Moreover, to promote physical distancing and in anticipation of increased workload due to a pandemic, elective treatments and procedures, routine laboratory testing and non-urgent outpatient clinics were deferred. Telemedicine, including both video and telephone-only contacts, is emerging as an important tool for maintaining outpatient care while limiting direct patient contact [4]. When clinically appropriate, telemedicine was adopted to care for ambulatory patients. No programmed visit resulted undefferable, so each patient with a scheduled visit was contacted 24 to 48 h before their appointment by a clinic coordinator to confirm their visit date and time and to explain that it would be conducted in the comfort of their own homes with the use of our telehealth facilities. Then, medical staff called patients on the day and time of their clinic appointments. Patients were asked to take their temperature, pulse, weight and blood pressure. If necessary, visual examinations were performed, including evaluation for respiratory distress and oedema, using platforms such as FaceTime, WhatsApp, and Zoom to expedite this process. For patients needing laboratory surveillance, we limited it focusing on laboratory tests easily drawn at not a hospital-based laboratory. Moreover, we suggested the use of urine dipsticks for home monitoring of proteinuria. Finally, patients' medications and prescriptions were evaluated and adjusted.

Specific recommendations have been provided to our staff office to respond to patient questions about a possible COVID-19 exposure.

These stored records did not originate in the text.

PR #1410, opened 2020-12-22
Add enum_defs and convert ExpressionType to be serialized to JSON as string.

lmwnshn:
# Heading

Add enum_defs and convert ExpressionType to be serialized to JSON as string.

## Description

Bring some execution-engine style macro magic to the frontend to automatically define enums with corresponding ToString and FromString macros.

## Questions

1. (Maintainability) Introduce macro magic? (see `enum_defs.h`) Essentially the same for what you need to navigate the execution engine.
2. (Performance, memory) Default to serializing human-readable representations?

## Motivation

- I'm trying to improve the overall debuggability of the system (assuming EXPLAIN merges).
- C++ enums serialize as a number. This is annoying for debugging purposes.
- Writing a ToString and FromString for every member of an enum also sucks (see diff for `parser::ExpressionType`).
  - The JSON library that we pull in can do this automatically for enums with code that looks like
   ```
   NLOHMANN_JSON_SERIALIZE_ENUM( TaskState, {
    {TS_INVALID, nullptr},
    {TS_STOPPED, "stopped"},
    {TS_RUNNING, "running"},
    {TS_COMPLETED, "completed"},
   })
   ```
   but in exchange you must include `json.hpp` instead of `json_fwd.hpp` which will blow up your compile times like crazy.
- Given that we don't expect serializing JSON to be on the path of important things, (or at least that was the plan some years back, we do deserialize stored expressions for some catalog stuff now), it seems reasonable to **default to serializing human-readable representations**, but maybe this is a bad idea.

Thoughts? Guinea pig is `parser::ExpressionType`.

(I also don't know why we need a `ExpressionTypeToShortString` but that's a separate yak.)

## Remaining tasks

This might blow up in self-driving mini-runners stuff or wherever else hardcoding of `ExpressionType` may have occurred. Running through CI to find out.


mbutrovich:
Can you add a short blurb to coding style in /docs mentioning how to handle serializable enums and then this is good to merge.

mbutrovich (approved):
LGTM!

PR #1415, opened 2020-12-24
add reporting to terrier build

bialesdaniel:
# CI Performance Reporting

## Description
This is just a small PR for some work that should have been part of #1368 but must have gotten lost on one of my merges. It just sends the performance data from the normal PR pipeline to our performance storage service. This is needed to enable the performance cop.

Here is proof of a passing build: http://jenkins.db.cs.cmu.edu:8080/blue/organizations/jenkins/testing-team%2Fterrier/detail/ci-performance-reporting/3/pipeline/287

### DIFF
--- a/Jenkinsfile
+++ b/Jenkinsfile
@@ -369,6 +369,11 @@ pipeline {
                 }
                 stage('Performance') {
                     agent { label 'benchmark' }
+                    environment {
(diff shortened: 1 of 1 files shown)


lmwnshn (approved):
LGTM.

Issue #1421, opened 2020-12-29
Optimizer framework improvements


thepinetree:
# Feature Request
## Summary
Optimizer framework rewrite tasks to support better operator choices and property pushdowns, in particular related to ORDER BY, LIMIT, DESCENDING scans.

## Solution
**Optimizer Related Changes**
- [ ] Implement LIMIT clause pushdown and functionality on Index Scans and Index Joins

From our survey data, among 129 interviewed patients, no one was infected. However, since no specific tests (oropharyngeal swab or serum antibodies) were performed, asymptomatic or pre-symptomatic cases cannot be excluded among our cohort. The reason of the absence of infection in our FD population could be the particular attention of this category of patients in respecting measures of hygiene and infection prevention. A further explanation could be the safe organization of home-therapy, that seems to be the most efficient way to maintain therapy access during a pandemic, obviously monitoring the involved personal and guaranteeing the correct use of personal protective equipement. In fact, the only experience reported in the literature on the impact of COVID-19 on therapies for lysosomal storage disorders (LSD), showed that 49% of patients receiving ERT in the hospital experienced treatment disruption [5].

At present, no official indication exist on the management of FD patients during emergency and post-emergency period. Therefore, the analysis of the COVID-19 pandemic effects on medical care and health status of patients with FD will be useful to delineate consensus guidance.